Établir l’inventaire des systèmes
Commencez par les systèmes IA, pas seulement par les fournisseurs approuvés. Documentez propriétaire business, utilisateurs, workflow, catégories de données, modèles, intégrations, frontière de déploiement et impact décisionnel. Incluez l’IA intégrée aux logiciels existants et les outils non sanctionnés lorsqu’ils sont matériels.
Cet inventaire devient le plan de contrôle pour la classification, l’assurance et la réponse à incident. Il doit évoluer via les processus d’achat et d’engineering plutôt que dépendre d’une enquête annuelle.
Classer le risque au niveau du workflow
Le même modèle peut soutenir des activités à risque faible ou élevé. Classez l’usage réel selon sensibilité des données, exposition utilisateur, autonomie, réversibilité, conséquence d’une décision et capacité à détecter l’erreur.

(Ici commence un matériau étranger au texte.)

PR #544, opened 2018-06-03
Improve speed and stability of AddressInput tests

alisey:
They were using huge timeouts and failing randomly because of race conditions.

### DIFF
--- a/packages/wix-ui-core/src/components/AddressInput/AddressInput.spec.tsx
+++ b/packages/wix-ui-core/src/components/AddressInput/AddressInput.spec.tsx
@@ -32,6 +32,7 @@ describe('AddressInput', () => {
           Client={GoogleMapsClientStub}
           onSelect={onSelectSpy}
           handler={handler || Handler.geocode}
+          throttleInterval={0}
           {...rest}
         />);
     };
@@ -55,14 +56,14 @@ describe('AddressInput', () => {
     });
 
     it('Should throttle calls to MapsClient.autocomplete', async () => {
-        init();
+        init({throttleInterval: 10});
         driver.setValue('n');
         driver.setValue('ne');
         driver.setValue('new');
         await eventually(() => {
             expect(GoogleMapsClientStub.prototype.autocomplete).toHaveBeenCalledWith(helper.API_KEY, 'en', {input: 'n'});
             expect(GoogleMapsClientStub.prototype.autocomplete).toHaveBeenCalledWith(helper.API_KEY, 'en', {input: 'new'});
-        });
+        }, {interval: 5});
         expect(GoogleMapsClientStub.prototype.autocomplete).toHaveBeenCalledTimes(2);
     });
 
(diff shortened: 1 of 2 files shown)


packages/wix-ui-core/src/components/AddressInput/AddressInput.spec.tsx
```diff
@@ -32,6 +32,7 @@ describe('AddressInput', () => {
           Client={GoogleMapsClientStub}
           onSelect={onSelectSpy}
           handler={handler || Handler.geocode}
+          throttleInterval={0}
```
alisey: The only test that relies on throttling of HTTP requests to the geocoding service overrides this value, for all other tests it should not matter.

packages/wix-ui-core/src/components/AddressInput/AddressInput.spec.tsx
```diff
@@ -55,14 +56,14 @@ describe('AddressInput', () => {
...
-        init();
+        init({throttleInterval: 10});
         driver.setValue('n');
         driver.setValue('ne');
         driver.setValue('new');
         await eventually(() => {
             expect(GoogleMapsClientStub.prototype.autocomplete).toHaveBeenCalledWith(helper.API_KEY, 'en', {input: 'n'});
             expect(GoogleMapsClientStub.prototype.autocomplete).toHaveBeenCalledWith(helper.API_KEY, 'en', {input: 'new'});
-        });
+        }, {interval: 5});
```
alisey: By default `eventually()` tests the condition every 200ms. There's no reason to wait so long.

packages/wix-ui-core/src/components/AddressInput/AddressInput.spec.tsx
```diff
@@ -313,6 +318,7 @@ describe('AddressInput', () => {
             driver.setValue('n');
 
             const secondRequest = GoogleMapsClientStub.setAddressesPromise([helper.ADDRESS_2]);
+            driver.click();
```
alisey: We're trying to simulate the following:

1. The user clicks on the input.
2. Types 'n' into the input.
3. Clicks the first option in the dropdown.
4. Types 'e' into the input.
5. Clicks the first option in the dropdown.

The problem was before steps 3 and 4. Selecting an option blurs the input, and you cannot type into it without clicking on it first. Of course, the simulation can do that, but the dropdown only appears if the input has been clicked on.

The test only worked because when you select an option the dropdown doesn't disappear immediately, it waits for 150ms, so if the test is running fast enough, the dropdown is still there by the time we get to the step 4.

packages/wix-ui-core/src/components/AddressInput/AddressInput.spec.tsx
shlomitc: We can configure eventually to have a shorter interval once and reuse it across all tests

```
import * as wixEventually from 'wix-eventually';

const defaultTimeouts = { timeout: 500, interval: 10 };
export async function eventually(condition, timeouts = defaultTimeouts) {
  return await wixEventually.with(Object.assign({}, defaultTimeouts, timeouts))(() => condition());
}
```

alisey: Were would you suggest adding that?

shlomitc: it can either sit in `test/test-common` or if you think this is essential to all libraries, it can sit in `wix-ui-test-utils`

packages/wix-ui-core/src/components/AddressInput/AddressInput.spec.tsx
shlomitc: what do you think about using fake timers?
https://facebook.github.io/jest/docs/en/timer-mocks.html

I wonder if it will work when running tests in browser

alisey: I think it could be a good idea, but we need to consider a few things:
1. `jest.useFakeTimers()` depends on `process` and `fs` and will not work in browser.
2. Faking the timers affects all functions, whether you want it or not, e.g. Mocha's timeout handler, sleep(), eventually(), maybe XMLHTTPRequest, so we'd have to be careful.
3. If the component saves its own local reference to setTimeout, then it's not possible to override it, but this is not a big deal really.
4. A component could rely on timeouts executing in a certain order, e.g. when you do setTimeout(a, 10); setTimeout(b, 30); setTimeout(c, 20) you expect the callbacks to run in a sequence: a, c, b instead of a, b, c. Fake timers violate that invariant, and you cannot be sure that the component works correctly even if the tests pass.

PR #547, opened 2018-06-04
Create private drivers for Input and Pagination

alisey:
And move things around in the IframesManager

### DIFF
--- a/packages/wix-ui-core/src/components/Pagination/Pagination.private.driver.ts
+++ b/packages/wix-ui-core/src/components/Pagination/Pagination.private.driver.ts
@@ -1,0 +1,58 @@
+import {Simulate} from 'react-dom/test-utils';
+
+export class PaginationDriver {
+  constructor(public root: HTMLElement) { }
+
+  get previousButton() {
+    return this.root.querySelector('[data-hook=previous]');
+  }
+
+  get nextButton() {
+    return this.root.querySelector('[data-hook=next]');
+  }
+
+  get firstButton() {
+    return this.root.querySelector('[data-hook=first]');
+  }
+
+  get lastButton() {
+    return this.root.querySelector('[data-hook=last]');
+  }
+
+  get input(): HTMLInputElement {
+    return this.root.querySelector('[data-hook=page-input]');
+  }
+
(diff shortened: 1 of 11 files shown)


packages/wix-ui-core/src/components/Pagination/Pagination.private.driver.ts
```diff
@@ -0,0 +1,58 @@
...
+  get firstButton() {
+    return this.root.querySelector('[data-hook=first]');
+  }
+
+  get lastButton() {
+    return this.root.querySelector('[data-hook=last]');
+  }
+
+  get input(): HTMLInputElement {
+    return this.root.querySelector('[data-hook=page-input]');
```
shlomitc: create a common function that query for the data-hook

alisey: Something like this?
```
get input() {
  return queryHook('page-input', this.root);
}
```

Or this?
```
get input() {
  return this.root.querySelector(hook('page-input'));
}
```

In my order of preference, from ok to less ok, it would be:
1. querySelector('[data-hook=page-input]')
2. querySelector(hook('page-input'))
3. queryHook('page-input', this.root) + queryHookAll('page-input', this.root)

I was thinking about a mixin that takes a list of hook names and creates getters for you automatically, but not sure how to make that play well with TypeScript, and also there are common exceptions, e.g. when you need to specify a type of return value, such as HTMLInputElement, or when you need to use querySelectorAll.

shlomitc: The third option is the one we widely use in many projects so let's stick with it.

shlomitc: we can stick currently to a simple usage and improve it later

alisey: It's so wrong on so many levels, but sure. Gonna add it to wix-ui-test-utils.

shlomitc:
please update the branch

alisey:
@shlomitc all checks have passed

PR #554, opened 2018-06-05
Popover tests: fix failures when running in the browser, refactor

alisey:
1. Reduced global state.
2. Separated tests for portal logic and attachment point logic.
3. Removed dependency on Enzyme.
4. Made the titles clearer.
5. Reduced timeouts for animation tests.
6. Switched to async rendering API.

### DIFF
--- a/packages/wix-ui-core/src/components/Popover/Popover.spec.tsx
+++ b/packages/wix-ui-core/src/components/Popover/Popover.spec.tsx
@@ -1,218 +1,211 @@
 import * as React from 'react';
-import {popoverDriverFactory} from './Popover.driver';
-import {createDriverFactory} from 'wix-ui-test-utils/driver-factory';
-import {Popover, PopoverProps, AppendTo} from './';
-import {Boundary} from 'popper.js';
-import {mount, ReactWrapper} from 'enzyme';
+import {Simulate} from 'react-dom/test-utils';
+import {queryHook} from 'wix-ui-test-utils/dom';
+import {Popover, PopoverProps} from './';
 import {ReactDOMTestContainer} from '../../../test/dom-test-container';
 import * as eventually from 'wix-eventually';
-import {popoverTestkitFactory as enzymePopoverTestkitFactory} from '../../testkit/enzyme';
-import {isEnzymeTestkitExists} from 'wix-ui-test-utils/enzyme';
-import {isTestkitExists} from 'wix-ui-test-utils/vanilla';
-import {popoverTestkitFactory} from '../../testkit';
 import styles from './Popover.st.css';
 
+const popoverWithProps = (props: PopoverProps) => (
+  <Popover {...props}>
+    <Popover.Element>
+      <div>Element</div>
+    </Popover.Element>
+    <Popover.Content>
+      <div>Content</div>
+    </Popover.Content>
+  </Popover>
+);
+
+// Since Popover.Content can render outside the component's root, let's query
+// the entire document with the assumption that we don't render more than one
+// popover at a time.
+const queryPopoverElement = () => queryHook<HTMLElement>(document, 'popover-element');
+const queryPopoverContent = () => queryHook<HTMLElement>(document, 'popover-content');
+const queryPopoverArrow   = () => queryHook<HTMLElement>(document, 'popover-arrow');
+const queryPopoverPortal  = () => queryHook<HTMLElement>(document, 'popover-portal');
+
 describe('Popover', () => {
-  let wrapper;
+  describe('Display', () => {
+    const container = new ReactDOMTestContainer().destroyAfterEachTest();
+
+    it(`doesn't display popup by default`, async () => {
+      await container.render(popoverWithProps({
+        placement: 'bottom',
+        shown: false
+      }));
   
-  afterEach(() => {
-    if (wrapper) {
-      wrapper.unmount();
-    }
+      expect(queryPopoverElement()).toBeTruthy();
+      expect(queryPopoverContent()).toBeNull();
+    });
+
+    it(`displays popup when shown={true}`, async () => {
+      await container.render(popoverWithProps({
+        placement: 'bottom',
+        shown: true
+      }));
+      
+      expect(queryPopoverContent()).toBeTruthy();
+    });
   });
 
-  const container = new ReactDOMTestContainer().unmountAfterEachTest();
+  describe('Events', () => {
+    const container = new ReactDOMTestContainer().destroyAfterEachTest();
 
-  const render = container.createLegacyRenderer(popoverDriverFactory);
+    it(`calls mouseEnter and mouseLeave callbacks`, async () => {
+      const onMouseEnter = jest.fn();
+      const onMouseLeave = jest.fn();
+      await container.render(popoverWithProps({
+        placement: 'bottom',
+        shown: false,
+        onMouseEnter,
+        onMouseLeave,
+      }));
 
-  const renderWithEnzyme = (jsx, {attachTo} = {attachTo: container.node}) => {
-    wrapper = mount<PopoverProps,{}>(jsx, {attachTo});
-    const driver = popoverDriverFactory({
-      element: wrapper.find(Popover).getDOMNode(),
-      eventTrigger: null
+      Simulate.mouseEnter(container.componentNode);
+      Simulate.mouseLeave(container.componentNode);
+      expect(onMouseEnter).toBeCalled();
+      expect(onMouseLeave).toBeCalled();
     });
-    return {wrapper, driver};
-  };
+  });
 
-  const createPopover = (props: Partial<PopoverProps> = {}) => (
-    <Popover placement="top" showArrow shown={false} {...props}>
-      <Popover.Element>
-        <div>
-          Element
+  describe('Position', () => {
+    const container = new ReactDOMTestContainer().destroyAfterEachTest();
+
+    it(`offsets the arrow by specified amount`, async () => {
+      await container.render(popoverWithProps({
+        placement: 'bottom',
+        shown: true,
+        showArrow: true,
+        moveArrowTo: 10
+      }));
+
+      expect(queryPopoverArrow().style.left).toBe('10px');
+    });
+  });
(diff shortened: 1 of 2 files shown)


alisey:
E2e tests are failing in the master, but this is still good to review. This is the last blocker before I can try running browser tests on CI.

shlomitc:
@hepiyellow - please review

packages/wix-ui-core/src/components/Popover/Popover.spec.tsx
```diff
@@ -1,218 +1,211 @@
...
+    <Popover.Element>
+      <div>Element</div>
+    </Popover.Element>
+    <Popover.Content>
+      <div>Content</div>
+    </Popover.Content>
+  </Popover>
+);
+
+// Since Popover.Content can render outside the component's root, let's query
```
hepiyellow: FYI: Actually, I had bugs related to multiple popovers in a page. I just didn't add the tests yet. I added tests that check that our implementation is correct, but not behavioral tests which test multiple popovers behavior. Anyways, I think the Popover driver was searching the body, in the same way you do.

packages/wix-ui-core/src/components/Popover/Popover.spec.tsx
```diff
@@ -1,218 +1,211 @@
...
+const queryPopoverPortal  = () => queryHook<HTMLElement>(document, 'popover-portal');
+
 describe('Popover', () => {
-  let wrapper;
+  describe('Display', () => {
+    const container = new ReactDOMTestContainer().destroyAfterEachTest();
+
+    it(`doesn't display popup by default`, async () => {
+      await container.render(popoverWithProps({
+        placement: 'bottom',
```
hepiyellow: That's why I had `createPopover` which accepts Partial<PopoverProps>, so I don't have to pass props which are not related to a test.

packages/wix-ui-core/src/components/Popover/Popover.spec.tsx
alisey: > I had bugs related to multiple popovers in a page

Bugs when you render multiple popovers and they don't play well together, or when you mount one popover, but two are mounted for some reason?

packages/wix-ui-core/src/components/Popover/Popover.spec.tsx
```diff
@@ -1,218 +1,211 @@
...
+      <div>Content</div>
+    </Popover.Content>
+  </Popover>
+);
+
+// Since Popover.Content can render outside the component's root, let's query
+// the entire document with the assumption that we don't render more than one
+// popover at a time.
+const queryPopoverElement = () => queryHook<HTMLElement>(document, 'popover-element');
+const queryPopoverContent = () => queryHook<HTMLElement>(document, 'popover-content');
```
hepiyellow: A variant for this `queryPopoverContent ` exists in the Popover.driver as `getContentElement`, why don't you use it?

packages/wix-ui-core/src/components/Popover/Popover.spec.tsx
alisey: I actually like passing all props explicitly, as opposed to having to figure out what are the defaults and how my props are going to be merged with those, and what to do if I want to omit some of the defaults.

alisey: here I pass the props, and I know that the component is going to receive those props and nothing else.

packages/wix-ui-core/src/components/Popover/Popover.spec.tsx
hepiyellow: rendering multiple popovers and the don't play together.

packages/wix-ui-core/src/components/Popover/Popover.spec.tsx
```diff
@@ -1,218 +1,196 @@
...
-    if (wrapper) {
-      wrapper.unmount();
-    }
-  });
-
-  const container = new ReactDOMTestContainer().unmountAfterEachTest();
-
-  const render = container.createLegacyRenderer(popoverDriverFactory);
+      expect(queryPopoverElement()).toBeTruthy();
+      expect(queryPopoverContent()).toBeNull();
```
hepiyellow: For readability, I'd rather having eplicit method for `isPopoverContentExists()`.

In anyway, I would rename `queryPopoverContent()` to `getPopoverContentElement()`.

alisey: Good point on `getPopoverContentElement`. About `isPopoverContentExists`, for readability I would rather not add it.

alisey: Wait, having `queryPopoverElement` and `getPopoverContentElement` would be confusing.

packages/wix-ui-core/src/components/Popover/Popover.spec.tsx
alisey: Because it's so much more clear to have these functions directly in the test file, and not to go through all the levels of pointless indirection.

alisey: Also drivers are going to be for consumers, and we're not going to use them in the unit tests.

packages/wix-ui-core/src/components/Popover/Popover.spec.tsx
```diff
@@ -1,218 +1,196 @@
...
+        showArrow: true,
+        moveArrowTo: 10
+      }));
 
-  it('should call mouse leave callback', () => {
-    const onMouseLeave = jest.fn();
-    const driver = render(createPopover({onMouseLeave}));
-    driver.mouseLeave();
-    expect(onMouseLeave).toBeCalled();
+      expect(queryPopoverArrow().style.left).toBe('10px');
```
hepiyellow: The reason we use drivers is to abstract implementation away. you are exposing the fact that we use `style.left`, we could have used `translate`. Why don't you use the `PopoverDriver`?

packages/wix-ui-core/src/components/Popover/Popover.spec.tsx
alisey: > rendering multiple popovers and they don't play together

If we ever decide to write tests for this, we'll change Popover to expose refs for the portal, content, and element, and we'll use those in tests. Not too difficult.

packages/wix-ui-core/src/components/Popover/Popover.spec.tsx
alisey: Abstract implementation from unit tests? No. Unit tests should know about implementation, and should test that implementation.

Suppose I have `isDisabled()` method in my driver, and suppose I check it in my unit test, what exactly am I checking? That the prop is being passed to the component, or that it applies a certain style state, or that the component is not clickable by mouse, or that it cannot be tabbed into by keyboard, or that the native input receives `disabled` attribute? Those all are different unit tests that each has its own concept of what `isDisabled` is. Any abstraction just obscures that and gives you false confidence.

In this specific case I agree that it would be better to take the position from `getBoundingClientRect`. But it's a small detail not relevant to the goal of this PR.

packages/wix-ui-core/src/components/Popover/Popover.spec.tsx
hepiyellow: I was talking about renaming `queryPopoverElement` -> `getPopoverContentElement`

packages/wix-ui-core/src/components/Popover/Popover.spec.tsx
hepiyellow: Create a private driver. Just let the test (`it()`) be readable and free of implementation.

packages/wix-ui-core/src/components/Popover/Popover.spec.tsx
alisey: We have `<Popover.Element>` and `<Popover.Content>`.

`queryPopoverElement` finds `Popover.Element`
`queryPopoverContent` finds `Popover.Content`

In this picture renaming queryPopoverElement -> getPopoverContentElement seems to add to confusion.

packages/wix-ui-core/src/components/Popover/Popover.spec.tsx
alisey: We seem to have very different ideas of readable. Can you please just approve the PR, and then change anything you don't like.

packages/wix-ui-core/src/components/Popover/Popover.tsx
```diff
@@ -261,6 +261,7 @@ export class Popover extends React.Component<PopoverType, PopoverState> {
     this.appendToNode = getAppendToNode({appendTo, targetRef: this.targetRef});
     if (this.appendToNode) {
       this.portalNode = document.createElement('div');
+      this.portalNode.setAttribute('data-hook', 'popover-portal');
```
hepiyellow: nice!

packages/wix-ui-core/src/components/Popover/Popover.spec.tsx
```diff
@@ -1,218 +1,196 @@
...
+      );
+
+      expect(queryPopoverPortal().parentElement).toBe(container.node.firstChild);
     });
-  });
 
-  describe('enzyme testkit', () => {
-    it('should exist', () => {
-      expect(isEnzymeTestkitExists(createPopover(), enzymePopoverTestkitFactory, mount)).toBe(true);
+    it(`adds the portal to the specified element when appendTo={element}`, async () => {
```
hepiyellow: This was tested already. Can remove it.

alisey: Right, I wasn't sure about whether to keep this test since it basically duplicates the one before, but then I thought: what if `renders the popup into a portal when given appendTo prop` used `viewport` for the portal, then I would need this test here, and why one test's implementation should affect whether another test exists.

alisey: And removed.

PR #555, opened 2018-06-05
Adding constants to the timepicker exports

guybenron:


packages/wix-ui-core/src/components/TimePicker/index.ts
```diff
@@ -1 +1,3 @@
 export {TimePicker, TimePickerProps} from './TimePicker';
+import * as TimePickerConstants from './constants';
```
lbelinsk: Can Use 
```
export * from './constants' or something similar 
```

But why do we need to export this?

PR #556, opened 2018-06-05
Migrated to svg2react-icon v3

Faradey27:
Screenshots
v2:
http://prntscr.com/jr6weu
http://prntscr.com/jr6wir
v3:
http://prntscr.com/jr6vbc
http://prntscr.com/jr6vht

from my perspective looks fine

### DIFF
--- a/packages/wix-ui-icons-common/package.json
+++ b/packages/wix-ui-icons-common/package.json
@@ -45,8 +45,8 @@
     "protractor": "^5.3.0",
     "react": "^16.3.1",
     "react-dom": "^16.3.1",
-    "svg2react-icon": "^2.0.0",
     "typescript": "~2.8.3",
+    "svg2react-icon": "^3.0.1",
     "wix-storybook-utils": "^1.0.0",
     "wix-ui-test-utils": "^1.0.0",
     "yoshi": "^1.2.0"


shlomitc:
maybe we can add some eyes tests screenshot to make sure it is not broken?
will probably need to be in a different PR

Faradey27:
@shlomitc will create separate pull request with eyes tests and after merging it let merge this one

alisey:
Don't merge just yet, there's a bug here: https://github.com/wix/svg2react-icon/blob/master/src/lib/svg2component.js#L16

alisey:
Another bug here: https://github.com/wix/svg2react-icon/blob/master/src/lib/svg2component.js#L43

`${widthFromSvg}` needs to be in quotes, otherwise if the SVG doesn't have width, the compiled code is going to be this:
```
width={props.size || 1em}
```

alisey:
Another problem here: https://github.com/wix/svg2react-icon/blob/master/src/lib/svg2component.js#L29
The size prop ends up directly on the SVG element, we should exclude it from props like this: `({size, ...props}) => {...}`

Sorry for not giving a more thorough review earlier today, I was tired and distracted.

Faradey27:
@alisey https://github.com/wix/svg2react-icon/pull/17

Faradey27:
Pull request update to svg2react-icon@^3.0.1 with fixes

@shlomitc

shlomitc:
CI is failing now (issue with npm registry), let's make it pass and see that tests are running and then we can merge

PR #560, opened 2018-06-12
`<Popover/>` - Add placement exampleProps to story

hepiyellow:


hepiyellow:
Already done in another PR

PR #563, opened 2018-06-13
Mocha runner: bump the version

alisey:
Forgot to do this in the previous PR :(


shlomitc:
Instead of bumping manually, you can use `wnpm-ci` that will auto-bump the version in CI
https://github.com/wix/wnpm-ci

I'll merge this one, but consider using it instead

alisey:
@shlomitc thanks, didn't know about that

Une structure pratique utilise quatre niveaux :
- Assist — productivité interne à faible impact, avec responsabilité humaine.
- Inform — les sorties influencent un jugement professionnel ou un contenu externe.
- Act — le système agit dans des systèmes connectés ou affecte des clients.
- Critical — droits, sécurité, finance ou décisions réglementées peuvent être touchés.
Le niveau détermine approbation, évaluation, monitoring et escalade.
Concevoir les contrôles sur tout le cycle
Les contrôles dépassent le comportement du modèle : limitation de finalité, accès légal aux données, identités et permissions, conditions fournisseurs, gestion des prompts et contextes, évaluations, supervision humaine, logs, incidents et gestion du changement.
| Domaine | Preuve minimale |
|---|---|
| Données | catégories, source, base d’accès, rétention et résidence |
| Sécurité | threat model, frontières de confiance, permissions et tests d’abus |
| Qualité | évaluations représentatives et seuils d’acceptation |
| Supervision | responsable de décision et voie d’intervention nommés |
| Opérations | monitoring, rollback, incidents et changements |
| Fournisseur | conditions, sous-traitants, changements de modèle et sortie |
Traiter l’IA générative comme une nouvelle surface d’attaque
Prompt injection, mauvais usage des tools, exfiltration, retrieval non sûr, agents sur-permissionnés et contexte empoisonné sont des risques système. Un simple appel à la prudence ne les résout pas.
Modélisez la chaîne complète : utilisateur, interface, orchestration, tools, retrieval, modèle, consommateurs de sorties et services externes. Réduisez les privilèges, validez les appels d’outils, isolez le contenu non fiable et créez des confirmations explicites pour les actions conséquentes.
Rendre les preuves réutilisables
L’assurance devient coûteuse lorsque chaque projet invente ses documents. Définissez des templates communs pour fiches système, data flows, rapports d’évaluation, acceptation du risque et production readiness. Les contrôles de plateforme doivent produire automatiquement des preuves lorsque c’est possible.
Les instances de gouvernance peuvent alors se concentrer sur les exceptions et décisions, pas sur la collecte de captures d’écran.
Attribuer les droits de décision
Chaque système requiert un responsable business pour sa finalité et ses résultats, un responsable technique pour l’implémentation et les opérations, et un responsable risque pour l’acceptation des contrôles. Juridique, sécurité, protection des données et achats apportent leur expertise ; ils ne doivent pas devenir propriétaires par défaut de chaque résultat IA.
Le test final est opérationnel : l’équipe sait-elle ce qu’elle peut faire, un dirigeant voit-il les risques acceptés et l’organisation peut-elle réagir vite lorsque le comportement ou le fournisseur change ? Si oui, la gouvernance est devenue une infrastructure d’exécution.